The father of French impressionist painting studied the methods of English landscape painters John Constable and J. M. W. Turner while exiled in England in 1870 during the Franco-Prussian War; it was there he created many iconic English landscapes before returning to France via Holland the following year, painting as he went...
Born on this day in 1840, Claude Monet favoured the en plein air method, which provided the impetus for many an artist to escape the confines of the studio and seek out glade and vale rather than exclusively garret or atelier in which to commit their daubings to the ages. In contrast to other painters of his era, though - Henri Rousseau, for instance - Monet favoured the controlled nature of gardens over the chaos of actual nature. He found much to paint along the banks of both the Seine and the Thames that was natural yet tamed.
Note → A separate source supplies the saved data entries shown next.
PR #13, opened 2020-10-23
PLENTY-271-finalization

RimantasAdeoWeb:


src/Wrapper/Product.php
```diff
@@ -156,29 +163,53 @@ protected function processVariations(): int
...
-                $this->item->addPrice($variation->getPrice());
-                $this->item->setInsteadPrice($variation->getInsteadPrice());
-                foreach ($variation->getGroups() as $group) {
-                    $this->item->addUsergroup($group);
-                }
-                $this->item->setAllKeywords($variation->getTags());
             }
 
-            $this->addOrdernumbers($variation);
+            $orderNumbers = array_merge($orderNumbers, $this->getVariationOrdernumbers($variation));
```
TheKeymaster, line 187: Please write `ordernumber` as a single word, since we should try to always use the same wording.

src/Wrapper/Product.php
```diff
@@ -283,18 +314,21 @@ private function isLanguageAvailable(): bool
...
-    private function addOrdernumbers(Variation $variation): void
+    private function getVariationOrdernumbers(Variation $variation): array
     {
         $orderNumberGetters = ['number', 'model', 'id', 'itemId'];
+        $orderNumbers = [];
 
         foreach ($orderNumberGetters as $field) {
             $getter = 'get' . ucfirst($field);
-            $this->addOrdernumber((string)$variation->{$getter}());
+            $orderNumbers[] = (string)$variation->{$getter}();
```
TheKeymaster, line 324: See my other comment regarding `ordernumber`.

src/Wrapper/Product.php
```diff
@@ -156,29 +163,53 @@ protected function processVariations(): int
...
 
+        if ($prices) {
+            $this->item->addPrice(min($prices));
+        }
+
+        if ($insteadPrices) {
+            $this->item->setInsteadPrice(min($insteadPrices));
+        }
+
+        $orderNumbers = array_unique($orderNumbers);
```
TheKeymaster, line 207: Good idea to make them unique here.

tests/Wrapper/ProductTest.php
```diff
@@ -258,6 +266,9 @@ public function testProductIsSuccessfullyWrapped(): void
             'https://plenty-testshop.de/' . $expectedUrlPath . '/a-0',
             $item->getUrl()->getValues()['']
         );
+        $this->assertTrue(
+            \DateTime::createFromFormat(\DateTime::ISO8601, $item->getDateAdded()->getValues()['']) !== false
```
TheKeymaster, line 270: Please import this.

tests/Wrapper/ProductTest.php
```diff
@@ -325,6 +336,311 @@ public function testLanguagePrefixIsAddedToUrlInCaseLanguageIsAvailableButNotDef
...
+        $this->assertEquals($item->getSort()->getValues(), ['' => 2]);
+    }
+
+    public function testKeywordsAreSetFromAllVariations(): void
+    {
+        $this->exporterMock = Exporter::create(Exporter::TYPE_CSV);
+
+        $variationResponse = $this->getResponseAsArray('Pim/Variations/response.json');
+        $entries = array_slice($variationResponse['entries'], 0, 2);
+        $entries[0]['tags'] = [
```
TheKeymaster, line 373: Is the index really necessary here?

tests/Wrapper/ProductTest.php
```diff
@@ -325,6 +336,311 @@ public function testLanguagePrefixIsAddedToUrlInCaseLanguageIsAvailableButNotDef
...
+        $entries[0]['salesPrices'][1]['price'] = 150;
+        $entries[1]['salesPrices'][0]['salesPriceId'] = 0;
+        $entries[1]['salesPrices'][0]['price'] = 50;
+        $entries[1]['salesPrices'][1]['salesPriceId'] = 1;
+        $entries[1]['salesPrices'][1]['price'] = 100;
+        $entries[2]['salesPrices'][0]['salesPriceId'] = 0;
+        $entries[2]['salesPrices'][0]['price'] = 250;
+        $entries[2]['salesPrices'][1]['salesPriceId'] = 1;
+        $entries[2]['salesPrices'][1]['price'] = 300;
+        $variationResponse['entries'] = $entries;
```
TheKeymaster, line 493: This bloat distracts a bit from the actual test. Can't this be set in a separate response directly? This way the test data and the actual test is separated.

TheKeymaster: Please do this for all tests.

tests/Wrapper/VariationTest.php
```diff
@@ -188,4 +189,49 @@ public function testCharacteristicsNotAvailableForSearchAreIgnored(ItemProperty
...
+            $variationEntity
+        );
+
+        $standardVatResponse = $this->getMockResponse('VatResponse/standard_vat.json');
+        $standardVat = VatParser::parseSingleEntityResponse($standardVatResponse);
+        $this->registryServiceMock->expects($this->any())->method('getStandardVat')->willReturn($standardVat);
+
+        $wrapper->processData();
+
+        $this->expectException(\TypeError::class);
```
TheKeymaster, line 234: Please import this.

TheKeymaster: When I expect an exception I typically add it to the top of the test. This way the next developer immediately sees that I expect an exception here.

TheKeymaster: Would this exception cause an export to fail? So if my shop had a vat id of `10`, would this break the export?

TheKeymaster (changes requested):

tests/Wrapper/VariationTest.php
RimantasAdeoWeb: Yes, it would cause it to fail completely.
I also noticed that the old exporter actually takes the vat rate from the LAST variation of an item, not the first. I'll update this exporter to match the old one in this regard.
Another problem is that the old exporter would export nothing in the vat rate column in a case like this here. The libflexport exports an unset taxrate as 0. Is this difference ok?

TheKeymaster: > Yes, it would cause it to fail completely.

This is something we should avoid. I have already seen that you have changed it, but in the future we should make sure that the exporter only fails in a managed manner, and not due to some cryptic type error.

Only developers know what's wrong when checking the logs, but also others should read and understand the logs without the need of manually checking the code (if they even have dev experience).

> When changing this, I've noticed a few things:
I also noticed that the old exporter actually takes the vat rate from the LAST variation of an item, not the first. I'll update this exporter to match the old one in this regard.

That's a good call, since we want the new exporter to return the same data as the old one.

> Another problem is that the old exporter would export nothing in the vat rate column in a case like this here. The libflexport exports an unset taxrate as 0. Is this difference ok?

Yes this is fine, as libflexport should handle this right. If it turns out that this may cause issues at customers, we may need a change in libflexport, but for now this shouldn't be a problem.

TheKeymaster (approved):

Married to Camille Doncieux shortly before moving to England, her death in September 1879 deeply affected him for the rest of his life. Plagued by poverty, he continued to work profusely so as to ward off the scourge of debt; in 1886 he attempted suicide by throwing himself in the Seine, related almost entirely to the dire state of his finances. In 1892 he was married again, this time to Alice Hoschedé.
By the end of the 1910s Monet began to develop cataracts on his eyes, and underwent two surgeries to correct the condition in 1923; while saving his vision, the operations seem to have affected his relationship to colour, and he repainted many works in a bluer hue than they had been previously.
When he died in December 1926, Claude Monet was the grand old man of French art; bequeathing his house and beloved garden in Giverny - where he painted, among others, the work at the top of this post - to the Institut de France, today they are preserved much as he left them and maintained by the Fondation Claude Monet in his memory.